Yann LeCun, a pioneer of the JEPA architecture and co-founder of AMI, explained that world models based on JEPA are designed to be "controllable in the sense that you can give them goals, and by construction, the only thing they can do is accomplish those goals" in an interview with Newsweek.
Gaussian splats: built for space
A second approach leans on generative models to build complete spatial environments from scratch. Adopted by companies like World Labs, this method takes an initial prompt (it could be an image or a textual description) and uses a generative model to create a 3D Gaussian splat. A Gaussian splat is a technique for representing 3D scenes using millions of tiny, mathematical particles that define geometry and lighting. Unlike flat video generation, these 3D representations can be imported directly into standard physics and 3D engines, such as Unreal Engine, where users and other AI agents can freely navigate and interact with them from any angle.
The primary benefit here is a drastic reduction in the time and one-time generation cost required to create complex interactive 3D environments. It addresses the exact problem outlined by World Labs founder Fei-Fei Li, who noted that LLMs are ultimately like “wordsmiths in the dark,” possessing flowery language but lacking spatial intelligence and physical experience. World Labs’ Marble model gives AI that missing spatial awareness.
While this approach is not designed for split-second, real-time execution, it has massive potential for spatial computing, interactive entertainment, industrial design, and building static training environments for robotics. The enterprise value is evident in Autodesk’s heavy backing of World Labs to integrate these models into their industrial design applications.
End-to-end generation: built for scale
The third approach uses an end-to-end generative model to process prompts and user actions, continuously generating the scene, physical dynamics, and reactions on the fly. Rather than exporting a static 3D file to an external physics engine, the model itself acts as the engine. It ingests an initial prompt alongside a continuous stream of user actions, and it generates the subsequent frames of the environment in real-time, calculating physics, lighting, and object reactions natively.

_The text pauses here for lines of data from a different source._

Issue #463, opened 2019-01-03
Scrolling glitch when splitting a long paragraph


pinarol:
There is a small scrolling glitch when splitting a long paragraph content on enter. It looks like it scrolls to the top of the block first and then down to the new block.

Note: It doesn't happen always, it is an intermittent issue, couldn't find the root cause yet

![50632271-fcd28980-0f4f-11e9-949f-67fcfde7d5d1](https://user-images.githubusercontent.com/5032900/50641954-bcd4cc00-0f7a-11e9-8c8c-59198748efc2.gif)

pinarol:
This also looks like the same issue, we need to address this one too https://github.com/wordpress-mobile/gutenberg-mobile/pull/474#pullrequestreview-193307699

pinarol:
I have opened a separate issue for the case of appending next text at the end of a long paragraph because that has a different root cause https://github.com/wordpress-mobile/gutenberg-mobile/issues/583

pinarol:
Most of the annoying issues are solved within https://github.com/wordpress-mobile/gutenberg-mobile/pull/554

But still there are some small glitching issues left on merge/split, but they are originating from RN layer. I'll describe the root cause below, and I am planning to open an issue to RN repo, I am also planning to open a PR to there because what I want is just a flag to turn off the automatic scroll adjustments they are making, so it'd be simple but there's a possibility of reject ofc. But even so, I am hoping we might have useful feedbacks.

So here's what happens: whenever content size changes scroll offset is also **sometimes** adjusted accordingly (only under some conditions, see RCTScrollView's calculateOffsetForContentSize:(CGSize)newContentSize to see exactly what conditions, long paragraphs don't have it always) If we could just delete the call for calculateOffsetForContentSize then everything could have worked perfectly(I tried and it worked perfectly). But, currently there's no way to do it, so I think it'd be good to request a ticket from RN folks to be able to turn it off. They put a comment explaining why they are calling this method and it looks like was a workaround in the first place:

>    // When contentSize is set manually, ScrollView internals will reset
>    // contentOffset to  {0, 0}. Since we potentially set contentSize whenever
>    // anything in the ScrollView updates, we workaround this issue by manually
>    // adjusting contentOffset whenever this happens

maybe this was needed in old iOS versions? not sure, but with iOS 12 it looks like we don't need that workaround imho. At least my tests were ok when I remove that call.

[...]

PR #554, opened 2019-02-07
Fix scrolling anomalies when splitting a paragraph or appending text to a long paragraph

pinarol:
To Fix: https://github.com/wordpress-mobile/gutenberg-mobile/issues/583

**Cases solved:**

1. appending text to a long paragraph:

Before:

scrolling-new-line

After:

glitch-followcaret1

2. splitting a long paragraph, scrolling down and never coming back issue

Before:

glitch1

After:

glitch2

**Cases couldn't be solved:**

Merge/split glitch issues couldn't be solved because they are caused by RN layer, whenever content size changes content offset is also **sometimes** adjusted accordingly (only under some conditions, see RCTScrollView's calculateOffsetForContentSize:(CGSize)newContentSize to see exactly what conditions, long paragraphs don't have it always) If we could just delete the call for calculateOffsetForContentSize then everything could have worked perfectly(I tried and it worked perfectly). But, currently there's no way to do it, so I am going to open a ticket to RN repo about it, it'd be good to be able to turn it off. They put a comment explaining why they are calling this method:

>    // When contentSize is set manually, ScrollView internals will reset
>    // contentOffset to  {0, 0}. Since we potentially set contentSize whenever
>    // anything in the ScrollView updates, we workaround this issue by manually
>    // adjusting contentOffset whenever this happens

maybe this was needed in old iOS versions, but with iOS 12 it looks like we don't need that workaround imho.
BTW I tried to make lots of workarounds for it but had no chance. Any idea is welcomed.

I should underline this, the problem with merging and splitting blocks is not related with the length of the block's content, sometimes long blocks split/merge pretty good, other times short blocks can have glitch. It is more related with the logic inside calculateOffsetForContentSize.

WPiOS PR: https://github.com/wordpress-mobile/WordPress-iOS/pull/10968

Gutenberg PR: https://github.com/WordPress/gutenberg/pull/13705
react-native-keyboard-aware-scroll-view PR: https://github.com/wordpress-mobile/react-native-keyboard-aware-scroll-view/pull/4

**To Test**

Prerequisites
 
**Example app**

- Run `yarn install` <<important
- Run `yarn start`
- `yarn ios`
- `yarn android`

**WPiOS**

run yarn install, yarn start
Checkout the WPiOS branch in the [WPiOS PR](https://github.com/wordpress-mobile/WordPress-iOS/pull/10968)
Run `rake dependencies`
Open XCode
 
**WPAndroid**

run yarn install, yarn start

Test 1 - Append new text to a very long block
- Prepare a paragraph block that contains text larger than the viewable area
- Append new text at the end and until caret position goes under the keyboard
- Verify that the scrolling glitch problem doesn't occur as described in the [comment](https://github.com/wordpress-mobile/gutenberg-mobile/issues/463#issuecomment-455103187) here.

Test 2 - Insert new text to a very long block
- Prepare a paragraph block that contains text larger than the viewable area
- Choose a position in the middle and insert new text until caret position goes under the keyboard
- Verify that the scrolling glitch problem doesn't occur 

Test 3 - Splitting any long paragraph
- Try splitting any long paragraph in the first line
- Verify that caret won't go out of the viewable area

Test 4 - Test if we didn't affect existing functionality

( Repeat with both heading & paragraph blocks )

- Check if we don't have trouble in adjusting the block height as some text is added or removed
- Check that we have no problem focusing to the recently created block
- Check basic functionality on toolbar like bold/italic etc
- Check basic functionality on block toolbar like up/bottom arrows etc


pinarol:
@etoledom ready to review

pinarol:
hey @etoledom I made the silliest mistake by not pushing a part of the solution 😱I am very sorry. I'll update the PR and let you know. Although the 2nd screencapture you send(about merging the blocks) is in React Native layer. In RCTScrollView's calculateOffsetForContentSize:(CGSize)newContentSize method the scroll offset is reset to 0 in some conditions when content height changes :(

src/block-management/block-manager.js
```diff
@@ -128,6 +132,12 @@ export class BlockManager extends React.Component<PropsType, StateType> {
 		SafeArea.addEventListener( 'safeAreaInsetsForRootViewDidChange', this.onSafeAreaInsetsUpdate );
 	}
 
+	componentDidUpdate( prevProps: PropsType ) {
+		if ( this.props.blockCount > prevProps.blockCount ) {
```
etoledom: I'm curios about this one.
As I understand, this code fixes the issue of typing on a long paragraph block. How is the block count involved on that? 🤔

pinarol: you are %100 right to be curious about it. this is not related with appending to a long paragraph, it is related with the other issue about caret staying outside of viewable are when a split occurs. we are detecting if there's a new block added. I just added a safety belt here although this is not necessary %95 of the time, actually I tried now and couldn't reproduce the issue, so maybe it looks like we don't need this immediately. I'll remove it, we can add later if there's an upcoming issue about it, that way the intent will be more obvious.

DeepMind’s Genie 3 and Nvidia’s Cosmos fall into this category. These models provide a highly simple interface for generating infinite interactive experiences and massive volumes of synthetic data. DeepMind demonstrated this natively with Genie 3, showcasing how the model maintains strict object permanence and consistent physics at 24 frames per second without relying on a separate memory module.

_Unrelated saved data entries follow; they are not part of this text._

PR #587, opened 2019-02-12
Propagate componentDidMount to parent apps

koke:
Once Gutenberg mounts, notify the parent apps and includes whether it's showing
any unsupported blocks

For #556 

This will require some code to handle the events in the apps, so labeling this as not ready for review yet, since I don't have testing instructions

PR #589, opened 2019-02-12
Support for the bridge in the android demo app

hypest:
We haven't made an effort to augment the Android demo app to support the bridge interface since that could be tested directly with the main WP app. We avoided having code directly call any of the bridge functions without responding to a request _from_ the bridge anyway.

With #587 though, we have the editor send up an event upon initializing/mounting, and that requires the bridge to be in place to work on Android. This PR adds that support.

Test do fail in this PR because the Jest is missing a mock for `editorDidMount()`. After all, the bridge is still not there for Jest anyway so, we need to mock it. Leaving this change for the parent PR though since it's not related to this PR.

To test:

* Run the demo app. It shouldn't red-screen complaining that `editorDidMount` is missing from the bridge. The demo app should run fine.

### DIFF
--- a/android/app/build.gradle
+++ b/android/app/build.gradle
@@ -167,6 +167,7 @@ dependencies {
     implementation project(':react-native-svg')
 	implementation project(':react-native-aztec')
 	implementation project(':react-native-recyclerview-list')
+    implementation project(':react-native-gutenberg-bridge')
     // compile fileTree(dir: "libs", include: ["*.jar"])
     implementation "com.android.support:appcompat-v7:$supportLibVersion"
     implementation "org.wordpress:utils:$wordpressUtilsVersion"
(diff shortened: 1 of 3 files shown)


daniloercoli:
This is working fine, once I changed
```
--- a/react-native-gutenberg-bridge/android/src/main/java/org/wordpress/mobile/WPAndroidGlue/WPAndroidGlueCode.java
+++ b/react-native-gutenberg-bridge/android/src/main/java/org/wordpress/mobile/WPAndroidGlue/WPAndroidGlueCode.java
@@ -140,7 +140,7 @@ public class WPAndroidGlueCode {
             }
 
             @Override
-            public void editorDidMount(Boolean hasUnsupportedBlocks) {
+            public void editorDidMount(boolean hasUnsupportedBlocks) {
                 mOnEditorMountListener.onEditorDidMount(hasUnsupportedBlocks);
             }
         });
```

to fix compile errors. I guess we need to wait until the parent PR does fix those Boolean types.

hypest:
Base PR has the change for the uppercase `Boolean` now so, this should be ready to merge if we want to.

hypest:
Base PR author is OK with merging so, will push the button.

This approach translates directly into heavy-duty synthetic data factories. Nvidia Cosmos uses this architecture to scale synthetic data and physical AI reasoning, allowing autonomous vehicle and robotics developers to synthesize rare, dangerous edge-case conditions without the cost or risk of physical testing. Waymo (a fellow Alphabet subsidiary) built its world model on top of Genie 3, adapting it for training its self-driving cars.

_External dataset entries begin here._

PR #591, opened 2019-02-12
Fix placeholder position for RTL layout

etoledom:
This PR fixes an issue on RTL layout with the position of placeholders:

iOS doesn't manage RTL layout automatically on scroll views, so React Native will flip horizontally RCTScrollViews on RTL layout to get the Right to Left effect.

The problem is that we are inserting an view into an already flipped tree of views, and this created all sort of weird layout behavior, braking the `leading` and `trailing` anchored constraints:
screen shot 2019-02-12 at 7 55 09 pm

```
<RCTCustomScrollView: 0x7f99a3839c00; baseClass = UIScrollView; frame = (0 0; 375 646); transform = [-1, 0, 0, 1, 0, 0]; 
```
Note: `transform = [-1, 0, 0, 1, 0, 0]; `

The solution is a non-conventional horizontal constraint on RTL layout, since `rn-aztec`'s left is logically at the right and right is at the left, but visually they are positioned "correctly.

Since this solution is non-conventional, I added plenty of explanation in the code itself, please let me know if it is clear enough.

The result of this is a correct placement of the placeholder at the right:
(Tested with `right-to-left pseudolanguage`)
rtl-placeholder

**To test:**
- Checkout the corresponding [WPiOS PR](https://github.com/wordpress-mobile/WordPress-iOS/pull/11018)
- `rake dependencies`
- Holding `options ⌥` key, click on the `Play (build and run)` button on Xcode.
- On Run -> Options -> Application Language, choose: `Right-To-Left Pseudolanguage`
- Run the app.
- Do your best to open an instance of Gutenberg with everything flipped :)
- Check that the Aztec placeholders show properly as in the attached gif.

### DIFF
--- a/react-native-aztec/ios/RNTAztecView/RCTAztecView.swift
+++ b/react-native-aztec/ios/RNTAztecView/RCTAztecView.swift
@@ -29,9 +29,37 @@ class RCTAztecView: Aztec.TextView {
 
     private var previousContentSize: CGSize = .zero
 
+    var textHorizontalInset: CGFloat {
+        return contentInset.left + textContainerInset.left + textContainer.lineFragmentPadding
+    }
+
+    var isRTLLayout: Bool {
+        return reactLayoutDirection == .rightToLeft
+    }
+
     private lazy var placeholderLabel: UILabel = {
         let label = UILabel(frame: .zero)
+        label.translatesAutoresizingMaskIntoConstraints = false
+        label.textAlignment = .natural
+        label.font = font
         return label
+    }()
+
+    // RCTScrollViews are flipped horizontally on RTL. This messes up competelly horizontal layout contraints
+    // on views inserted after the transformation.
+    var placeholderPreferedHorizontalAnchor: NSLayoutXAxisAnchor {
+        return isRTLLayout ? placeholderLabel.rightAnchor : placeholderLabel.leftAnchor
+    }
+
+    // This constraint is created from the prefered horizontal anchor (analog to "leading")
+    // but appending it always to left of its super view (Aztec).
+    // This partially fixes the position issue originated from fliping the scroll view.
+    // fixLabelPositionForRTLLayout() fixes the rest.
+    private lazy var placeholderHorizontalConstraint: NSLayoutConstraint = {
+        return placeholderPreferedHorizontalAnchor.constraint(
+            equalTo: leftAnchor,
+            constant: textHorizontalInset
+        )
     }()
     
     // MARK: - Font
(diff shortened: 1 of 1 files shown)


react-native-aztec/ios/RNTAztecView/RCTAztecView.swift
```diff
@@ -29,10 +29,38 @@ class RCTAztecView: Aztec.TextView {
 
     private var previousContentSize: CGSize = .zero
 
+    var textHorizontalInset: CGFloat {
+        return contentInset.left + textContainerInset.left + textContainer.lineFragmentPadding
+    }
+
+    var isRTLLayout: Bool {
```
diegoreymendez: This is pretty small, but considering this is a property of `RCTAztecView`, a more precise naming for this property could be `hasRTLLayout`.

react-native-aztec/ios/RNTAztecView/RCTAztecView.swift
```diff
@@ -69,23 +97,33 @@ class RCTAztecView: Aztec.TextView {
...
-            ])
+        ])
     }
 
     // MARK - View Height: Match to content height
-    
+
     override func layoutSubviews() {
         super.layoutSubviews()
+        fixLabelPositionForRTLLayout()
```
diegoreymendez: This call here has me a bit confused because of the asymmetry between how we handle LTR and RTL: for LTR we have a fixed constraint setup at view-initialization time (well almost because it's lazy, but I digress), whereas for RTL we can update it dynamically whenever `layoutSubviews` is called.

In my mind if we need a dynamic solution, we need both updates here, whereas if a static solution is fine, we could move this code to the lazy initializer of `placeholderHorizontalConstraint` and make it something like:

```swift
    private lazy var placeholderHorizontalConstraint: NSLayoutConstraint = {
        return placeholderPreferedHorizontalAnchor.constraint(
            equalTo: leftAnchor,
            constant: isRTLLayout ? rightTextInset : leftTextInset
        )
    }()
```

Does that make sense?  Let me know if there's more to it.

react-native-aztec/ios/RNTAztecView/RCTAztecView.swift
```diff
@@ -29,10 +29,38 @@ class RCTAztecView: Aztec.TextView {
 
     private var previousContentSize: CGSize = .zero
 
+    var textHorizontalInset: CGFloat {
```
diegoreymendez: A suggestion for clarity / readability / maintainability:

```swift
var leftTextInset: CGFloat {
    return contentInset.left + textContainerInset.left + textContainer.lineFragmentPadding
}

var rightTextInset: CGFloat {
    return bounds.width - leftTextInset
}
```

diegoreymendez: Actually, the naming is off... the second one should be `leftTextInsetInRTLMode` or something like that.

diegoreymendez: I mean, naming aside my suggestion would be to have a calculated property for both options.

react-native-aztec/ios/RNTAztecView/RCTAztecView.swift
etoledom: This asymmetry is actually needed because of the horizontal flipping of the scroll views on RTL layout.
When we try to add a view on a horizontally flipped view, what happens is that the left and right right sides are also flipped logically, but RN flips back the child views so they don't look reversed.

When we try to constraint the placeholder's right anchor to the parent's right anchor (as we would normally do) this happens:

screen shot 2019-02-15 at 6 20 45 pm

Logically it's correctly anchoring it to the right, but it's visual positioned at the left. You can see the long constraint across the Header, that it's set to 0, and breaks constraints ¯\_(ツ)_/¯

That's why we set the right anchor of the left anchor of the parent, that will give us this:

screen shot 2019-02-15 at 7 07 24 pm

This is not perfect yet, but now the horizontal constraint will respond properly, so we can work with it.
What we have to do is to move the label all the way to the other side of the screen. That's when the dynamic value comes to play.
We set the constant of the constraint to be the width of the parent, and if the parent changes, this has to update accordingly. That's why it's in `layoutSubviews`.

In the other hand, for LTR, a static value will be enough, since constraining left to left anchors won't need modifications if the layout changes.

I hope this makes clearer.

If we just want consistency, we can always update "dynamically" on both RTL and LTR layouts, but LTR is not necessary, and I think it is good to remark this difference.

I see that my code comments weren't clear enough 😅

etoledom:
Thank you @diegoreymendez for the review!
I updated with two of the suggested changes, now I'll merge when ✅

The downside to this end-to-end generative method is the great compute cost required to continuously render physics and pixels simultaneously. Still, the investment is necessary to achieve the vision laid out by Hassabis, who argues that a deep, internal understanding of physical causality is required because current AI is missing critical capabilities to operate safely in the real world.
What comes next: hybrid architectures
LLMs will continue to serve as the reasoning and communication interface, but world models are positioning themselves as foundational infrastructure for physical and spatial data pipelines. As the underlying models mature, we are seeing the emergence of hybrid architectures that draw on the strengths of each approach.
For example, cybersecurity startup DeepTempo recently developed LogLM, a model that integrates elements from LLMs and JEPA to detect anomalies and cyber threats from security and network logs.